ASSIGNMENT:
Locate all lines in the data below that hold "during" and show them.

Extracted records

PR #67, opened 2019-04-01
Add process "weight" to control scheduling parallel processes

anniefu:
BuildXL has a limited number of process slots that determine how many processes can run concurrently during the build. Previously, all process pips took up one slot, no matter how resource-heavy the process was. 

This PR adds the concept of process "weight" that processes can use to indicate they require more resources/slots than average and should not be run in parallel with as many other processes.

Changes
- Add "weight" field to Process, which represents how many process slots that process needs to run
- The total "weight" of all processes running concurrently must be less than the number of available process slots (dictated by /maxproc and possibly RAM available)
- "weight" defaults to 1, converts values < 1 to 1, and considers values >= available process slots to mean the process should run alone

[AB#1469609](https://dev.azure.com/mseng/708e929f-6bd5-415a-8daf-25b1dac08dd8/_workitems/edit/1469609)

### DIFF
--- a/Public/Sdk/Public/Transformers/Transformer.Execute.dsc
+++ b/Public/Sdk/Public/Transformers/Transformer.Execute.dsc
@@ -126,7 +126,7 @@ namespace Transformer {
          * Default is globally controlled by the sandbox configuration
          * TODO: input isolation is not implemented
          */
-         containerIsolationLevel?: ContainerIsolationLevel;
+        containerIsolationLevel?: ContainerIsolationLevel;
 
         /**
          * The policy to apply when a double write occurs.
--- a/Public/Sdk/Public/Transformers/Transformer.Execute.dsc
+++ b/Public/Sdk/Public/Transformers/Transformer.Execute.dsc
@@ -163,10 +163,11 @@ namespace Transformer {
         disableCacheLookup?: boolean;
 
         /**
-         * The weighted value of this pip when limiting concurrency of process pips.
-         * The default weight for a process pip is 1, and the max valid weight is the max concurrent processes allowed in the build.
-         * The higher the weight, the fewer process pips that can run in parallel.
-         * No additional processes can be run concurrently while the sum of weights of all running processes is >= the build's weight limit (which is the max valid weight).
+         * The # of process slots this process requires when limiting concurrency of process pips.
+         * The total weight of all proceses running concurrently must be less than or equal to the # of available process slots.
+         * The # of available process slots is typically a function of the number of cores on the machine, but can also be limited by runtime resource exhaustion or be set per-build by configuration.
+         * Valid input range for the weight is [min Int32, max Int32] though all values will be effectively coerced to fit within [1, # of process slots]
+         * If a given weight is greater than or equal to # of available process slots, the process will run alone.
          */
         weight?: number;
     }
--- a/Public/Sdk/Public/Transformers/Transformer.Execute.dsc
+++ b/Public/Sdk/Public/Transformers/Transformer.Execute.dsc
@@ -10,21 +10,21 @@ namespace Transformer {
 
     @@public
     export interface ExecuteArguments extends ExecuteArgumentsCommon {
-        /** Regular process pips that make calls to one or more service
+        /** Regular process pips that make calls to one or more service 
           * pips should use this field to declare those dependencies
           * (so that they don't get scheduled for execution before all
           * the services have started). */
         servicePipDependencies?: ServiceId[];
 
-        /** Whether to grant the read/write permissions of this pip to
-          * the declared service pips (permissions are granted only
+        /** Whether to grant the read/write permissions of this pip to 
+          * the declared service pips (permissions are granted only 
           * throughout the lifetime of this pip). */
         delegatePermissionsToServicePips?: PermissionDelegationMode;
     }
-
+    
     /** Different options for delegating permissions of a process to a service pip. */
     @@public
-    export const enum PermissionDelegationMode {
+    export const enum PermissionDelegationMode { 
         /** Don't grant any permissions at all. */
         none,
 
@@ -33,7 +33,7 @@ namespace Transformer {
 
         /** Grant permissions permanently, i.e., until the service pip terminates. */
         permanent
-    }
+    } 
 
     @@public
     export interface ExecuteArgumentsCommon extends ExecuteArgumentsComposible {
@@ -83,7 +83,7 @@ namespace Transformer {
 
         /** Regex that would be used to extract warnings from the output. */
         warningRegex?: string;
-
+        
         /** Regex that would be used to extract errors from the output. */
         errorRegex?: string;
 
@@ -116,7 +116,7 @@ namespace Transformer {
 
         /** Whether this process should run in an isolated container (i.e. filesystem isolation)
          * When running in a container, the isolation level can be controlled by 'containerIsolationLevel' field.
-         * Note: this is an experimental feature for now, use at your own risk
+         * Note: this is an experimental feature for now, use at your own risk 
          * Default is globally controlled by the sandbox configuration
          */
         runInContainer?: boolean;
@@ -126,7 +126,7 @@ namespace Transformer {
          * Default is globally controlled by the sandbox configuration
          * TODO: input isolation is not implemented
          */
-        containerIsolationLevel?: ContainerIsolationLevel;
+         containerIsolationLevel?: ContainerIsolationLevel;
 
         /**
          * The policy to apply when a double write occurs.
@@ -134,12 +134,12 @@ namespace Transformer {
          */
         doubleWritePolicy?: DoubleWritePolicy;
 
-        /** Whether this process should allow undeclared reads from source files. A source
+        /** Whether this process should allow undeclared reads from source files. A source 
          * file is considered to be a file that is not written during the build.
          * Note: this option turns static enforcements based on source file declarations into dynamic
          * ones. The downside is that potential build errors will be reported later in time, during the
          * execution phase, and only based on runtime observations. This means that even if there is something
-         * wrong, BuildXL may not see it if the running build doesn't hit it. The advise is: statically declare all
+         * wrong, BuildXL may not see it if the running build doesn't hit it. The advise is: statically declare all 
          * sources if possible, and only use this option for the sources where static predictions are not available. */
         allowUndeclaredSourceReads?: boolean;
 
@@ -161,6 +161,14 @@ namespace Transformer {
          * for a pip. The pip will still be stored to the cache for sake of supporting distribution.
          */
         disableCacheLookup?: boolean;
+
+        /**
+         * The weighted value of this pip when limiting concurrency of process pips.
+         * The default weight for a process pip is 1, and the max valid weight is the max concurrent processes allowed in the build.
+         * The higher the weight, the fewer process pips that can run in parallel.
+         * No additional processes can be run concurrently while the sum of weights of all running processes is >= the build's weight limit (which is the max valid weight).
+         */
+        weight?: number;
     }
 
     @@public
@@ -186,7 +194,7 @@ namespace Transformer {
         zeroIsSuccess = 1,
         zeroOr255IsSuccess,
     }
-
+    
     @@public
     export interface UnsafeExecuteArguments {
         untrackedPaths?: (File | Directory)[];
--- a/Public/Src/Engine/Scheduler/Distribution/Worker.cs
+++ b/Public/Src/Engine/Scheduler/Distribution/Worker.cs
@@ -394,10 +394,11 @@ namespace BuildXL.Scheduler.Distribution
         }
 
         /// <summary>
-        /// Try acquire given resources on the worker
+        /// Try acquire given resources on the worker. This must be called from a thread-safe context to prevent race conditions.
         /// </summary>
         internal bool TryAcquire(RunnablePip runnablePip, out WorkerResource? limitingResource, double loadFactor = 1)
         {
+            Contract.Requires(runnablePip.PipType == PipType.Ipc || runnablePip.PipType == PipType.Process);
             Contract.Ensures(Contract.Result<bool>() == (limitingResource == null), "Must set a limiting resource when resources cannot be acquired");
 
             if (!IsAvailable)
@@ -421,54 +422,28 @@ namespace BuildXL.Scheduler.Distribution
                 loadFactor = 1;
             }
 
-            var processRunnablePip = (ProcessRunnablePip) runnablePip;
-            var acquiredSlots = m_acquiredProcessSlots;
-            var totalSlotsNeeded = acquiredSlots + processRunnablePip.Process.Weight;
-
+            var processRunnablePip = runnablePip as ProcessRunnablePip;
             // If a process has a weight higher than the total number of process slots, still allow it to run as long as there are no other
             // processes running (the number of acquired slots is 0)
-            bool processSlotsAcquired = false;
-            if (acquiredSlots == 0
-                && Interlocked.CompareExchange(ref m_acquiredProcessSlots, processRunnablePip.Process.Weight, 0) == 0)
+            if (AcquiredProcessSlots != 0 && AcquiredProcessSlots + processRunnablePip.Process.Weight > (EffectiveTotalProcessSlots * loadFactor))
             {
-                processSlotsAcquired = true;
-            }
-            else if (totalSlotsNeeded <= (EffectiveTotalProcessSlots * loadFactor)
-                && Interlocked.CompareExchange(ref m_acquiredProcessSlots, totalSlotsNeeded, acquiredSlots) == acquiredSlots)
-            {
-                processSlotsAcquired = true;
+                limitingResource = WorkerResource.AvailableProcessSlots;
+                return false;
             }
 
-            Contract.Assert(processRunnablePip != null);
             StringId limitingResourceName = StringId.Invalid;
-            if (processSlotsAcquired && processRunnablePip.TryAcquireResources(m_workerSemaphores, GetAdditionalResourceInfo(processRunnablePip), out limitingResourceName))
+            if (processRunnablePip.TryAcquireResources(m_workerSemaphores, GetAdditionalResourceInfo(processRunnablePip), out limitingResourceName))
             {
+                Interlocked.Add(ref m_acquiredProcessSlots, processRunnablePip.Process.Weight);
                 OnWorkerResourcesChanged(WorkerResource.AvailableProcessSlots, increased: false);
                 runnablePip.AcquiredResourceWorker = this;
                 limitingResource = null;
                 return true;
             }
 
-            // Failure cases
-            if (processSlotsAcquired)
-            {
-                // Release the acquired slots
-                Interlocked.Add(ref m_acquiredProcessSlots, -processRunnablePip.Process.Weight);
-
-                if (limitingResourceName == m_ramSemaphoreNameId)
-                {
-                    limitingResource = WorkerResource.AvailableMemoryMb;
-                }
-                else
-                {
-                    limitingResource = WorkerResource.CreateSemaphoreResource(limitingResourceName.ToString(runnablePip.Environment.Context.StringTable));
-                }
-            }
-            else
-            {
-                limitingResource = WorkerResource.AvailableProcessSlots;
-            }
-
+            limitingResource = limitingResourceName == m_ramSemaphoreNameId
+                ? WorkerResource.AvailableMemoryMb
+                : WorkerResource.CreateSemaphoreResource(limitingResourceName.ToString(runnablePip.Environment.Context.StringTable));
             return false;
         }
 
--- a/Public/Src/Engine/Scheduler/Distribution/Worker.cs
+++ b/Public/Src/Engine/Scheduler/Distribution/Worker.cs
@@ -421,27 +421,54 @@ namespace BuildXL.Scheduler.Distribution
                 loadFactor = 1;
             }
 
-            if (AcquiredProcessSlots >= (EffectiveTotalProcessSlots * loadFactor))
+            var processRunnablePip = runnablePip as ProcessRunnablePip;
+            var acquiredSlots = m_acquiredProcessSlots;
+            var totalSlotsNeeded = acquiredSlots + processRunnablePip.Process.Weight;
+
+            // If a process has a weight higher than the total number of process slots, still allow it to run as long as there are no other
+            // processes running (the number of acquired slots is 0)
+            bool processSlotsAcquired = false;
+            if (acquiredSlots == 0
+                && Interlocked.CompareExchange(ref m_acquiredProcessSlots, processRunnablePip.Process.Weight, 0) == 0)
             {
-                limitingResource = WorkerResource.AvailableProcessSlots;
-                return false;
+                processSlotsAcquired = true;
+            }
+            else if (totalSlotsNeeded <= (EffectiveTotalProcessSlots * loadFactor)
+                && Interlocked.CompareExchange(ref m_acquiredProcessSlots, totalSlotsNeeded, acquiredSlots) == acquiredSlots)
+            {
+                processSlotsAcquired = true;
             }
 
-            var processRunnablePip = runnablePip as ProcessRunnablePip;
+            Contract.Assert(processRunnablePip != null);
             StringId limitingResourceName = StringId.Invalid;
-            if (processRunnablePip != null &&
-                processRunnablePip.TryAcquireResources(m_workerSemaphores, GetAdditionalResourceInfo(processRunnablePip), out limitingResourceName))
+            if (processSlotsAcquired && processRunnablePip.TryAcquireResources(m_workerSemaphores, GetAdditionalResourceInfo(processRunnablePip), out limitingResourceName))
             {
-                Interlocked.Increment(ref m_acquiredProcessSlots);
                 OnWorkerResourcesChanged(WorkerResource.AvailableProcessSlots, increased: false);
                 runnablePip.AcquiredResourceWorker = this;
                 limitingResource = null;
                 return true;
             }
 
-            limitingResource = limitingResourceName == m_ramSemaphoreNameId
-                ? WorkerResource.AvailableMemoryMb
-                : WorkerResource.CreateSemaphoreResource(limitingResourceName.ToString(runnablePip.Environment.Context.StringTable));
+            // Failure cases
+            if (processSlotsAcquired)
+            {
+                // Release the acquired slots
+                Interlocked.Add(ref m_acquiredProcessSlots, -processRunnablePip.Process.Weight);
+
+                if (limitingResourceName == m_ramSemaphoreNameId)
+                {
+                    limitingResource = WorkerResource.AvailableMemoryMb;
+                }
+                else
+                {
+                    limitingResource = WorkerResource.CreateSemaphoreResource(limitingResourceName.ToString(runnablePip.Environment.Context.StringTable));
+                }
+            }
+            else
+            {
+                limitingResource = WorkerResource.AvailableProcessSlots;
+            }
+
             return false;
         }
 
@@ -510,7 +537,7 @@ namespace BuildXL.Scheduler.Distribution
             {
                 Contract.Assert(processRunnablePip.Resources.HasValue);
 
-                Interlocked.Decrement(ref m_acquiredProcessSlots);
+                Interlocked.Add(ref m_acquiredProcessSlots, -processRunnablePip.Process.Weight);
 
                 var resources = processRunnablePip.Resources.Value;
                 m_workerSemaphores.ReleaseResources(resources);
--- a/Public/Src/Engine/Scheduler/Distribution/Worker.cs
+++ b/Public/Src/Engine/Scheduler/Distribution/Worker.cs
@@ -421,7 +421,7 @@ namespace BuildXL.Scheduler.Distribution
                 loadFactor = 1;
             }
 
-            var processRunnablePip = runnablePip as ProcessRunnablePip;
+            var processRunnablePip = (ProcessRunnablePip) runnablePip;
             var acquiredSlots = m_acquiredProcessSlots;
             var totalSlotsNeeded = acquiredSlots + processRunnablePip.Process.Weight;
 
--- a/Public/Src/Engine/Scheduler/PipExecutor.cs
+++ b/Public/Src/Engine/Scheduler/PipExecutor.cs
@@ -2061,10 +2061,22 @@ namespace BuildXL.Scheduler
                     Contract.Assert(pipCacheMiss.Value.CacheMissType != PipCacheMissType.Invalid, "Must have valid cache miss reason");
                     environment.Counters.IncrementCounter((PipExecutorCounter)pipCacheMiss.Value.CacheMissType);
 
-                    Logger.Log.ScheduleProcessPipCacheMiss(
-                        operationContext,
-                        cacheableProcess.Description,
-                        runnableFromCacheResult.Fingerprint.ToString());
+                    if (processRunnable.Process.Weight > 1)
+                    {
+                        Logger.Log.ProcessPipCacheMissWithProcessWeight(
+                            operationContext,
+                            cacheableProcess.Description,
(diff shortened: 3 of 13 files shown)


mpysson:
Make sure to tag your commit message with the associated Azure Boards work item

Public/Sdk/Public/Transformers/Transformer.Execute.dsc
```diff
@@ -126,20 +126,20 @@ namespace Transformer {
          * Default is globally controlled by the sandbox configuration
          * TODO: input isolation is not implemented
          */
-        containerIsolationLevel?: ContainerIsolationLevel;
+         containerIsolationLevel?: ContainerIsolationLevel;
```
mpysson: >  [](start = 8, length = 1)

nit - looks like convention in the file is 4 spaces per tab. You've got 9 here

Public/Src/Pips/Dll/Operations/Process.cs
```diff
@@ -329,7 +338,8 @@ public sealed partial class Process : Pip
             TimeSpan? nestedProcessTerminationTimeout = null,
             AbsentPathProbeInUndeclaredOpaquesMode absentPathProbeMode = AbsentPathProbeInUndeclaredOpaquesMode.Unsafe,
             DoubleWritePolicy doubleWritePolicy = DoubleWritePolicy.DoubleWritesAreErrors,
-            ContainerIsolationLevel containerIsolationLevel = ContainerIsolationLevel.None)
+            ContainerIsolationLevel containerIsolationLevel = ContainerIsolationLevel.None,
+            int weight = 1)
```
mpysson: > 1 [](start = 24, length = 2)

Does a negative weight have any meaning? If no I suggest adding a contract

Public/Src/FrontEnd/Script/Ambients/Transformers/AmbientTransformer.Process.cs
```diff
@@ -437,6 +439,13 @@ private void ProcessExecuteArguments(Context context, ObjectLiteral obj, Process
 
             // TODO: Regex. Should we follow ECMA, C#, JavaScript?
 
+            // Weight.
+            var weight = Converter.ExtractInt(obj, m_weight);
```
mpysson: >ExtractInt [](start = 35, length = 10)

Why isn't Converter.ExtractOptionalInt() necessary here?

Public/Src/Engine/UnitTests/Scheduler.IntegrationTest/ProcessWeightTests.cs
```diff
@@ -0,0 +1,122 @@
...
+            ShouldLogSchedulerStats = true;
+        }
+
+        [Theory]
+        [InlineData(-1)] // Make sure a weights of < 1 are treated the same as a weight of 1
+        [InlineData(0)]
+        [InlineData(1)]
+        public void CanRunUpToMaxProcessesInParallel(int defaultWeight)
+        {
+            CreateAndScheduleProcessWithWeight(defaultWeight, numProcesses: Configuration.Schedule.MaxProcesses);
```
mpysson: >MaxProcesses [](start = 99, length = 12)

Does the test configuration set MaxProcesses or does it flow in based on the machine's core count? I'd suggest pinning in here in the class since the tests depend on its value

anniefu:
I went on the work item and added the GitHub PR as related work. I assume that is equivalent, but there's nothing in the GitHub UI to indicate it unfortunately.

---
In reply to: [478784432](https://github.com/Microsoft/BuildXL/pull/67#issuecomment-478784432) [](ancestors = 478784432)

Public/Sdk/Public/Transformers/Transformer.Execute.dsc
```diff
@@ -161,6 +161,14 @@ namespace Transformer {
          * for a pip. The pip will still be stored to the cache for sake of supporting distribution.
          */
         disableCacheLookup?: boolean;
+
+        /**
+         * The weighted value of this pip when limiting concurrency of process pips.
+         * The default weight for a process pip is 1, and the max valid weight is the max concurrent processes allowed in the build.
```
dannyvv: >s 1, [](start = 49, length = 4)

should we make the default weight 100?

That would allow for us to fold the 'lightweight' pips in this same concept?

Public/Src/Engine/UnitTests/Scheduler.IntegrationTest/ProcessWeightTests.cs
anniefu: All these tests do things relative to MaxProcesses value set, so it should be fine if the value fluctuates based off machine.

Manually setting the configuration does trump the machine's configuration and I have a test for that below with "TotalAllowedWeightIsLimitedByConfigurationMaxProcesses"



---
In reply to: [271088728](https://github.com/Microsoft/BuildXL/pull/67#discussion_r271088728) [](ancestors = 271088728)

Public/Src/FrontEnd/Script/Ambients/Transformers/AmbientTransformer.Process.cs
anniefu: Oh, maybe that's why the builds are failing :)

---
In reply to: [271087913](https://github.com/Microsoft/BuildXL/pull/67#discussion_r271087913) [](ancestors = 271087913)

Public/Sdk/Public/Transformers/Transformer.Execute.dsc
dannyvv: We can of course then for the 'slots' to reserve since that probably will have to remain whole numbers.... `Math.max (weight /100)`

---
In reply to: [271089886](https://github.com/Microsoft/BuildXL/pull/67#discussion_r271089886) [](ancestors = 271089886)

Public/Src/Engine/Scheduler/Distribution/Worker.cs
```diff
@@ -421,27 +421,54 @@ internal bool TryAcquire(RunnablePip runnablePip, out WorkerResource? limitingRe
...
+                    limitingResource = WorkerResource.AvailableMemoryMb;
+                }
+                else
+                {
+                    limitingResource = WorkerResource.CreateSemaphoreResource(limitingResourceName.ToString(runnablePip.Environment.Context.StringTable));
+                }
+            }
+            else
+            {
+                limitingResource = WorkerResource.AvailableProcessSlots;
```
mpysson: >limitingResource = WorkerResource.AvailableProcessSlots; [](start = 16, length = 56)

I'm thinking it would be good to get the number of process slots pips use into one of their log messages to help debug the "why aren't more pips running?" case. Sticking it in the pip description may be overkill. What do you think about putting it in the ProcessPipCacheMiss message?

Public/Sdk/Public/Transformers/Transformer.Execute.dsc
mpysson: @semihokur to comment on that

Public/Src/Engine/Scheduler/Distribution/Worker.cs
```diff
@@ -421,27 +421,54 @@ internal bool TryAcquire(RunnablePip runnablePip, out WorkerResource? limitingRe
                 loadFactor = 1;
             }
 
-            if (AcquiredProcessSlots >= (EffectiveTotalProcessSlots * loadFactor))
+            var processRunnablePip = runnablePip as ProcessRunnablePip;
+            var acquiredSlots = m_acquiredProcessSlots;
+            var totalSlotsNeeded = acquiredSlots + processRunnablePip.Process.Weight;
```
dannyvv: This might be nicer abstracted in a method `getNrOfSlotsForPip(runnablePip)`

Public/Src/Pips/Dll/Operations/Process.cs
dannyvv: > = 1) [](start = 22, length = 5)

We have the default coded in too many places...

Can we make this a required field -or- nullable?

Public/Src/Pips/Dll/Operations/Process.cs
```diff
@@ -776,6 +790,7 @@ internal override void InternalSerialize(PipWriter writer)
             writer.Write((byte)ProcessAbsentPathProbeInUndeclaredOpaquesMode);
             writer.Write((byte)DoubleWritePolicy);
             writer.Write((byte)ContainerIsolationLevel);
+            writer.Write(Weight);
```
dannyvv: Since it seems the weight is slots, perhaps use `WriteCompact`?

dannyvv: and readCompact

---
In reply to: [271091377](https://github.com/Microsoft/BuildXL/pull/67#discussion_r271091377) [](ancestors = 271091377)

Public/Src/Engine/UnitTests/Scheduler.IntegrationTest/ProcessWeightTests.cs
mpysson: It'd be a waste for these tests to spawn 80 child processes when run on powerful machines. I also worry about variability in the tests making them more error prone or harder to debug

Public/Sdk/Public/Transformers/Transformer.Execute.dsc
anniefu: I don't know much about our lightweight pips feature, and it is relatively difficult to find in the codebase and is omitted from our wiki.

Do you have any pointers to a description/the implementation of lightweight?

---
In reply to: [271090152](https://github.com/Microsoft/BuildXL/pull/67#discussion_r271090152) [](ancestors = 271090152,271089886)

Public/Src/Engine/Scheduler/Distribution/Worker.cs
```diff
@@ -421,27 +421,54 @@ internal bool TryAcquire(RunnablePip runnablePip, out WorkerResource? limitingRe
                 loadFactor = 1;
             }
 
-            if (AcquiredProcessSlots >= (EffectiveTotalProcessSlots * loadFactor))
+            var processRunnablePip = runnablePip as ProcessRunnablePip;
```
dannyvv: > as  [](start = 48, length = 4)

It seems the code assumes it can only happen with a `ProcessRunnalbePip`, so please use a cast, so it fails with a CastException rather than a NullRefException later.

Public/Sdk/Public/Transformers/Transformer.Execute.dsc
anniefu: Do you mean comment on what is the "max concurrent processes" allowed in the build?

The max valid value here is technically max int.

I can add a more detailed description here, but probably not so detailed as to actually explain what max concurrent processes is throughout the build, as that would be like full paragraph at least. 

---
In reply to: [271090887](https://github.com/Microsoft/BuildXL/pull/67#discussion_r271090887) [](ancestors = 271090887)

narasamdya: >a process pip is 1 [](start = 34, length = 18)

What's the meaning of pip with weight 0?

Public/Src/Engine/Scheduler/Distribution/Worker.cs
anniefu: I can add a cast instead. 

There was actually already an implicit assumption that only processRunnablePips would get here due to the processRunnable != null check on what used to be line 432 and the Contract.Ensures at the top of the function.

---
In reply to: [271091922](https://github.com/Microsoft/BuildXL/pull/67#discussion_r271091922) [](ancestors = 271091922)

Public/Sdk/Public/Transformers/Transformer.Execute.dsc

ANSWER:
BuildXL has a limited number of process slots that determine how many processes can run concurrently during the build. Previously, all process pips took up one slot, no matter how resource-heavy the process was. 
          * file is considered to be a file that is not written during the build.
          * ones. The downside is that potential build errors will be reported later in time, during the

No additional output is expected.